======== SOURCE DATA

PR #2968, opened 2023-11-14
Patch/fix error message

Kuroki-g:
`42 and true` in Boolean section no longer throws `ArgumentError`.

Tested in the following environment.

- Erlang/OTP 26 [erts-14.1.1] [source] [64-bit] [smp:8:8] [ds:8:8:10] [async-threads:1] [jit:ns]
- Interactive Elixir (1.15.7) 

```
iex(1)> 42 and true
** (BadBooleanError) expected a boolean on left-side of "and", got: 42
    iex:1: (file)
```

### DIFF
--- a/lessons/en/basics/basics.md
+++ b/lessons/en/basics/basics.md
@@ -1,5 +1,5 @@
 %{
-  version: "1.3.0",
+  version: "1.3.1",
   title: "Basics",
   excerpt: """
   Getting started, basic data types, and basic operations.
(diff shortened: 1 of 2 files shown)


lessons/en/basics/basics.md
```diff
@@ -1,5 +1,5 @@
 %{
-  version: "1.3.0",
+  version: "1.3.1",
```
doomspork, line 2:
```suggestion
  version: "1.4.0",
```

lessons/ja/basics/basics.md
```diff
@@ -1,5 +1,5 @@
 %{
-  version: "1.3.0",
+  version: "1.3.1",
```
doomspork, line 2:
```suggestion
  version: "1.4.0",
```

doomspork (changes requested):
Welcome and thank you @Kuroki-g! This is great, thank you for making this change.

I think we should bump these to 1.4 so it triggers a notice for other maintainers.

================

_HOW TO COMPLETE THIS TASK:_ Across the entries, how many lines hold the word "true"? Say only the number.

_TASK RESPONSE:_ 2